I'm having a bad case of no idea how to do Yft and Ybk, could someone please explain what it means in simple words how its done. I've just started knitting a babies jumper and want to finish quickly as I need to start working on baby blanket (as it not the fastest knitter around) that I want finish by the end of November before my friend goes on maternity leave.

Thank you for your help in advance.

Have a nice day and keep on knitting

Rhonda


----------



## tnahpele2 (Oct 12, 2012)

yft=yarn(wool)to front
ytb=yarnto back


----------



## taznwinston (Feb 5, 2012)

When you are knitting your yarn is "the the bk,back" so that is the position of Yarn Back/ When you are purling your yarn is brought to the front of your work so that is the position of Yarn Front. Sometimes if wrapping a stitch or some other design element, you yarn needs to move from it's normal position to another.


----------



## Knit Outta the Box (Oct 3, 2012)

YFT = bring the yarn to the front of the work BETWEEN the 2 needles (not over them).

YBK = take the yarn to the back of the work BETWEEN the 2 needles (not over them)

If you put the yarn OVER the needle you will make an extra stitch - which is a YO and used a lot in lace work or when creating eyelets.


----------



## Rhonda-may (Feb 15, 2012)

Knit Outta the Box said:


> YFT = bring the yarn to the front of the work BETWEEN the 2 needles (not over them).
> 
> YBK = take the yarn to the back of the work BETWEEN the 2 needles (not over them)
> 
> If you put the yarn OVER the needle you will make an extra stitch - which is a YO and used a lot in lace work or when creating eyelets.


I'm sorry I don't understand what to do after I bring the wool to the front, where does the wool go to make a stitch.
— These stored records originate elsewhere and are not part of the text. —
Issue #198, opened 2015-02-25
function reorderChildren in patch-op.js fails in certain cases 


yiransheng:
See this jsbin:
[http://jsbin.com/hucuca/1/edit?html,js,console,output](http://jsbin.com/hucuca/1/edit?html,js,console,output)

`reorderChildren` function from: [here](https://github.com/Matt-Esch/virtual-dom/blob/86dc068cc4cd04a9b984c9a21cd7aaca53e038e4/vdom/patch-op.js) throws errors for certain edge cases. For example, in the jsbin link above, when calling `reorderChildren` on a DOM node with 43 childNodes (all DIVs), with new ordering: `[41, 3, 34, 36, 1, 40, 39, 7, 37, 14, 23, 26, 15, 6, 25, 24, 19, 8, 9, 22, 29, 27, 38, 35, 11, 20, 33, 31, 17, 32, 4, 28, 12, 2, 10, 0, 42, 21, 5, 16, 30, 18, 13]` (easily verified as a permutation of [0, 1, 2, ... 42]),  this error gets thrown:

```
TypeError: Cannot use 'in' operator to search for '0' in undefined
```

The result DOM node is not fully reordered according to input/patch, this error happens rarely, but will accumulate overtime, and cause real DOM and virtual-dom to be out of sync. 

EDIT: Ubuntu 14.04 Chrome Version 40.0.2214.115 (64-bit)

Matt-Esch:
This should be fixed in v2.0.0 - reopen the issue if not

PR #199, opened 2015-02-27
Rewrite reorder (part 2)

### LINKED ISSUE #191: Correctness issue with keyed virtual nodes

neonstalwart:
@Matt-Esch this is some extra work on top of what you've done in #197.  please take the time to convince yourself that this is reasonable - i don't want to get this wrong again. i have relied on tests to prove this code as being correct but that's only as good as the tests themselves.

things of note:

* added some fuzzy testing - *please* check what i've done with the tests and make sure it's reasonable because i'm depending on these tests to make sure things are working.  there are some specific cases also included to exercise some corner cases and to make debugging/development easier.
* allowed for left-to-right moves when reordering.  this means that a change that moves one key from position 4 to position 7 is now just `[{ from: 4, to: 7}]` rather than `[{ from: 5, to: 4 }, { from: 6, to: 5 }, { from: 7, to: 6 }]`
* removed `while(!sorted)` loop which i think was previously making a reorder O(N<sup>3</sup>) (O(N) for the while loop * O(N) for the for loop * O(N) for searching for the node to move) and now it's O(N<sup>2</sup>) (O(N) for the for loop * O(N) for searching for the node to move)

this PR supersedes or fixes #191, #194, #197, #198

as i mentioned in #197, i think this change warrants a major version bump since the output format of a diff is changing in a backwards incompatible way (but i think it's definitely the right thing to do).  in doing that, let's look at what else may be something to address in a major version bump (e.g. stop allowing whitespace in selectors as discussed in #180)

### DIFF
--- a/vdom/patch-op.js
+++ b/vdom/patch-op.js
@@ -134,11 +134,12 @@ function reorderChildren(domNode, moves) {
         domNode.removeChild(node)
     }
 
+    var length = childNodes.length
     for (var j = 0; j < moves.inserts.length; j++) {
         insert = moves.inserts[j]
         node = keyMap[insert.key]
         // this is the weirdest bug i've ever seen in webkit
-        domNode.insertBefore(node, insert.to >= childNodes.length ? null : childNodes[insert.to])
+        domNode.insertBefore(node, insert.to >= length++ ? null : childNodes[insert.to])
     }
 }
 
--- a/vdom/patch-op.js
+++ b/vdom/patch-op.js
@@ -120,20 +120,25 @@ function destroyWidget(domNode, w) {
 
 function reorderChildren(domNode, moves) {
     var childNodes = domNode.childNodes
+    var keyMap = {}
+    var node
+    var remove
+    var insert
 
-    for (var i = 0; i < moves.length; i++) {
-        var move = moves[i]
-        var from = move.from;
-        var to = move.to;
-
-        if (to >= 0) {
-            domNode.insertBefore(
-                childNodes[move.from],
-                childNodes[move.to]
-            )
-        } else {
-            domNode.removeChild(childNodes[from])
+    for (var i = 0; i < moves.removes.length; i++) {
+        remove = moves.removes[i]
+        node = childNodes[remove.from]
+        if (remove.key) {
+            keyMap[remove.key] = node
         }
+        domNode.removeChild(node)
+    }
+
+    for (var j = 0; j < moves.inserts.length; j++) {
+        insert = moves.inserts[j]
+        node = keyMap[insert.key]
+        // this is the weirdest bug i've ever seen in webkit
+        domNode.insertBefore(node, insert.to >= childNodes.length ? null : childNodes[insert.to])
     }
 }
 
--- a/vtree/diff.js
+++ b/vtree/diff.js
@@ -332,23 +332,20 @@ function reorder(aChildren, bChildren) {
                         // if the remove didn't put the wanted item in place, we need to insert it
                         if (!simulateItem || simulateItem.key !== wantedItem.key) {
                             inserts.push({key: wantedItem.key, to: k})
-                            k++
                         }
                         // items are matching, so skip ahead
                         else {
                             simulateIndex++
-                            k++
                         }
                     }
                     else {
                         inserts.push({key: wantedItem.key, to: k})
-                        k++
                     }
                 }
                 else {
                     inserts.push({key: wantedItem.key, to: k})
-                    k++
                 }
+                k++
             }
             // a key in simulate has no matching wanted key, remove it
             else if (simulateItem && simulateItem.key) {
--- a/vtree/diff.js
+++ b/vtree/diff.js
@@ -110,7 +110,7 @@ function diffChildren(a, b, patch, apply, index) {
         }
     }
 
-    if (orderedSet.moves.length > 0) {
+    if (orderedSet.moves) {
         // Reorder nodes last
         apply = appendPatch(apply, new VPatch(
             VPatch.ORDER,
@@ -224,12 +224,11 @@ function reorder(aChildren, bChildren) {
     var bChildIndex = keyIndex(bChildren)
     var bKeys = bChildIndex.keys
     var bFree = bChildIndex.free
-    var moves = []
 
     if (bFree.length === bChildren.length) {
         return {
             children: bChildren,
-            moves: moves
+            moves: null
         }
     }
 
@@ -241,13 +240,12 @@ function reorder(aChildren, bChildren) {
     if (aFree.length === aChildren.length) {
         return {
             children: bChildren,
-            moves: moves
+            moves: null
         }
     }
 
     // O(MAX(N, M)) memory
     var newChildren = []
-    var sortOrder = []
 
     var freeIndex = 0
     var freeCount = bFree.length
@@ -264,36 +262,23 @@ function reorder(aChildren, bChildren) {
                 // Match up the old keys
                 itemIndex = bKeys[aItem.key]
                 newChildren.push(bChildren[itemIndex])
-                sortOrder.push(itemIndex)
 
             } else {
                 // Remove old keyed items
-                // Moving an item to -1 deletes it. We have to keep
-                // track of items have been deleted as all items are shifted
-                // to the left after removal
                 itemIndex = i - deletedItems++
                 newChildren.push(null)
-                moves.push({
-                    from: itemIndex,
-                    to: -1
-                })
             }
         } else {
             // Match the item in a with the next free item in b
             if (freeIndex < freeCount) {
                 itemIndex = bFree[freeIndex++]
                 newChildren.push(bChildren[itemIndex])
-                sortOrder.push(itemIndex)
             } else {
                 // There are no free items in b to match with
                 // the free items in a, so the extra free nodes
                 // are deleted.
                 itemIndex = i - deletedItems++
                 newChildren.push(null)
-                moves.push({
-                    from: itemIndex,
-                    to: -1
-                })
             }
         }
     }
@@ -313,82 +298,100 @@ function reorder(aChildren, bChildren) {
                 // We are adding new items to the end and then sorting them
                 // in place. In future we should insert new items in place.
                 newChildren.push(newItem)
-                sortOrder.push(j);
             }
         } else if (j >= lastFreeIndex) {
             // Add any leftover non-keyed items
             newChildren.push(newItem)
-            sortOrder.push(j)
         }
     }
 
-    sortIndex(sortOrder, moves) // O(N^2) worst case
+    var simulate = newChildren.slice()
+    var simulateIndex = 0
+    var removes = []
+    var inserts = []
+    var simulateItem
+
+    for (var k = 0; k < bChildren.length;) {
+        var wantedItem = bChildren[k]
+        simulateItem = simulate[simulateIndex]
+
+        // remove items
+        while (simulateItem === null && simulate.length) {
+            removes.push(remove(simulate, simulateIndex, null))
+            simulateItem = simulate[simulateIndex]
+        }
+
+        if (!simulateItem || simulateItem.key !== wantedItem.key) {
+            // if we need a key in this position...
+            if (wantedItem.key) {
+                if (simulateItem && simulateItem.key) {
+                    // if an insert doesn't put this key in place, it needs to move
+                    if (bKeys[simulateItem.key] !== k + 1) {
+                        removes.push(remove(simulate, simulateIndex, simulateItem.key))
+                        simulateItem = simulate[simulateIndex]
+                        // if the remove didn't put the wanted item in place, we need to insert it
+                        if (!simulateItem || simulateItem.key !== wantedItem.key) {
+                            inserts.push({key: wantedItem.key, to: k})
+                            k++
+                        }
+                        // items are matching, so skip ahead
+                        else {
+                            simulateIndex++
+                            k++
+                        }
+                    }
+                    else {
+                        inserts.push({key: wantedItem.key, to: k})
+                        k++
+                    }
+                }
+                else {
+                    inserts.push({key: wantedItem.key, to: k})
+                    k++
+                }
+            }
+            // a key in simulate has no matching wanted key, remove it
+            else if (simulateItem && simulateItem.key) {
+                removes.push(remove(simulate, simulateIndex, simulateItem.key))
+            }
+        }
+        else {
+            simulateIndex++
+            k++
+        }
+    }
+
+    // remove all the remaining nodes from simulate
+    while(simulateIndex < simulate.length) {
+        simulateItem = simulate[simulateIndex]
+        removes.push(remove(simulate, simulateIndex, simulateItem && simulateItem.key))
+    }
 
     // If the only moves we have are deletes then we can just
     // let the delete patch remove these items.
-    if (moves.length === deletedItems) {
+    if (removes.length === deletedItems && !inserts.length) {
         return {
             children: newChildren,
-            moves: []
+            moves: null
         }
     }
 
     return {
         children: newChildren,
-        moves: moves
-    }
-}
-
-function sortIndex(arr, moves) {
-    var arrLength = arr.length;
-
-    for (var i = 0; i < arrLength; i++) {
-        var item = arr[i];
-
-        if (item !== i) {
-            var desiredItemIndex = 0;
-            var swapDestination = 0;
-            var lessThanSearchHalt = item - i;
-            var lessThanSearchCount = 0;
-
-            for (var j = i + 1; j < arrLength; j++) {
-                var compareItem = arr[j];
-
-                if (compareItem < item) {
-                    lessThanSearchCount += 1;
-                    if (lessThanSearchCount === lessThanSearchHalt) {
-                        swapDestination = j + 1;
-                    }
-                }
-
-                if (compareItem === i) {
-                    desiredItemIndex = j;
-                }
-
-                if (desiredItemIndex > 0 && swapDestination > 0) {
-                    break;
-                }
-            }
-
-            if (swapDestination > desiredItemIndex + 1) {
-                moves.push(move(arr, i, swapDestination));
-                i--;
-            } else {
-                moves.push(move(arr, desiredItemIndex, i));
-            }
+        moves: {
+            removes: removes,
+            inserts: inserts
         }
     }
-
-    return moves
 }
 
-function move(array, from, to) {
-    array.splice(from < to ? to - 1 : to, 0, array.splice(from, 1)[0]);
+function remove(arr, index, key) {
+    arr.splice(index, 1)
 
     return {
-        from: from,
-        to: to
-    };
+        from: index,
+        key: key
+    }
 }
 
 function keyIndex(children) {
--- a/test/keys.js
+++ b/test/keys.js
@@ -13,27 +13,8 @@ var assertChildNodesFromArray = require("./lib/assert-childNodes-from-array.js")
 var VPatch = require("../vnode/vpatch.js")
 
 test("keys get reordered", function (assert) {
-    var leftNode = h("div", [
-        h("div", { key: 1 }, "1"),
-        h("div", { key: 2 }, "2"),
-        h("div", { key: 3 }, "3"),
-        h("div", { key: 4 }, "4"),
-        h("div", { key: "test" }, "test"),
-        h("div", { key: 6 }, "6"),
-        h("div", { key: "good" }, "good"),
-        h("div", { key: "7" }, "7")
-    ])
-
-    var rightNode = h("div", [
-        h("div", { key: "7" }, "7"),
-        h("div", { key: 4 }, "4"),
-        h("div", { key: 3 }, "3"),
-        h("div", { key: 2 }, "2"),
-        h("div", { key: 6 }, "6"),
-        h("div", { key: "test" }, "test"),
-        h("div", { key: "good" }, "good"),
-        h("div", { key: 1 }, "1")
-    ])
+    var leftNode = nodesFromArray(["1", "2", "3", "4", "test", "6", "good", "7"])
+    var rightNode = nodesFromArray(["7", "4", "3", "2", "6", "test", "good", "1"])
 
     var rootNode = render(leftNode)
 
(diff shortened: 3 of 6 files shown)


vtree/diff.js
```diff
@@ -343,16 +348,23 @@ function reorder(aChildren, bChildren) {
 // TODO: We really want to make this more efficient
 // Finding the current index of any key in the array could be
 // faster.
-function moveItem(array, toIndex, itemKey) {
+function indexOfKey(array, itemKey) {
```
Zolmeister: Can't we use a hash for this? Reducing the complexity to O(N) would be great.

Don't do this, but a hack idea:
```js
function indexOfKey(array, itemKey) {
  if (array.keyMap) return array.keyMap[itemKey]
  for (i in array) {
    array.keyMap[array[i].key] = i
  }
return array.keyMap[itemKey]
```
And it's updated on array mutation

neonstalwart: the updating after a mutation is O(N) which is the same as not keeping the hash and scanning the list like we do now - the hash is technically worse (by just a little bit) since it requires more memory.

neonstalwart: i.e. scanning the list is already O(N)

Zolmeister: Updated: just run once before a patch cycle

Zolmeister: Well, that, and keeping it updated incrementally

neonstalwart: the list mutates during the patch so it has to update after each mutation... which is no more efficient than looking for the item each time we mutate (like we do now).

...and to cut off another thought, `array.indexOf` is likely to perform just the same as what we're doing but only some performance tests can really prove if it's faster.

neonstalwart: > keeping it updated incrementally

the incremental updates are O(N)... still the same.  i've given this a lot of thought this week :smile:

vtree/diff.js
```diff
@@ -288,50 +288,55 @@ function reorder(aChildren, bChildren) {
...
-                simulateItem = simulate[++simulateIndex]
-            }
+        // we don't have a match
+        if (!simulateItem || simulateItem.key !== wantedItem.key) {
+            if (wantedItem.key) {
+                var move = null
+                // item at current location moves left to right later
+                if (simulateItem && simulateItem.key && bKeys[simulateItem.key] > k) {
+                    // only do the current move if it is left to right
+                    if (indexOfKey(simulate, wantedItem.key) < k) {
```
Zolmeister: index could be cached here, and passed into moveItem to avoid another lookup

vtree/diff.js
Zolmeister: I'm sure this is possible. React does it in O(N) with keys: http://facebook.github.io/react/docs/reconciliation.html
I'll think about it more.

neonstalwart: i just took a look at what react does and we could achieve O(N) if we were to sacrifice the same things they have given up.

take this example:

```jsx
React.render(
    <ul>
      <li key="1" id="1">1</li>
      <li key="2" id="2">2</li>
      <li key="3" id="3">3</li>
      <li key="0" id="0">0</li>
      <li key="4" id="4">4</li>
  </ul>,
  document.getElementById('example')
);
                                         
setTimeout(function () {
  React.render(
      <ul>
          <li key="0" id="0">0</li>
          <li key="1" id="1">1</li>
          <li key="2" id="2">2</li>
          <li key="3" id="3">3</li>
          <li key="4" id="4">4</li>
      </ul>,
      document.getElementById('example')
  );
}, 500)
```

intuitively there should be one move to get the element with `key="0"` into it's final position (from 3, to 0).  however, react instead produces 3 moves (from 0, to 1; from 1, to 2; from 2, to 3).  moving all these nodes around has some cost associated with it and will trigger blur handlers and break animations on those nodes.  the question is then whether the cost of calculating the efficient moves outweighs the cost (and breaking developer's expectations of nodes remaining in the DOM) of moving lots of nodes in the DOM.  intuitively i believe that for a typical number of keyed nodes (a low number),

thank you for assistance Rhonda


----------



## jayniet (Nov 24, 2011)

Rhonda, if you know how to knit rib, you are using Yarn back and yarn front all the time. You use it to change from knit stitch to purl stitch, so if you have been doing knit stitch and want to change to purl, you bring the yarn to the front so it is in the correct position for purling. The reverse if you are going from purl to knit.

The other time you do Ybk and Yft is if you are knitting a lacy pattern because if you are doing knit stitches and bring the yarn to the front and make the next stitch a knit one, you will have a little hole. It also increases the stitch count, but in lace knitting this is balanced out by decreasing.

Does this make sense?


----------



## jayniet (Nov 24, 2011)

Could you show us the pattern instructions for the row that tells you to do these instructions? Or a picture?


----------



## Rhonda-may (Feb 15, 2012)

jayniet said:


> Rhonda, if you know how to knit rib, you are using Yarn back and yarn front all the time. You use it to change from knit stitch to purl stitch, so if you have been doing knit stitch and want to change to purl, you bring the yarn to the front so it is in the correct position for purling. The reverse if you are going from purl to knit.
> 
> The other time you do Ybk and Yft is if you are knitting a lacy pattern because if you are doing knit stitches and bring the yarn to the front and make the next stitch a knit one, you will have a little hole. It also increases the stitch count, but in lace knitting this is balanced out by decreasing.
> 
> Does this make sense?


Jayniet

After I read your reply and I finely worked out what to do. I kept thinking (observerly I wasn't) and when I read it again I worked out it was part of a pattern and not jst a stitch.

I can't believe how brain dead I was yesterday.

Thanks again
Rhonda


----------



## jayniet (Nov 24, 2011)

Rhonda-may said:


> jayniet said:
> 
> 
> > Rhonda, if you know how to knit rib, you are using Yarn back and yarn front all the time. You use it to change from knit stitch to purl stitch, so if you have been doing knit stitch and want to change to purl, you bring the yarn to the front so it is in the correct position for purling. The reverse if you are going from purl to knit.
> ...


Thanks Rhonda, we all have days like that!


----------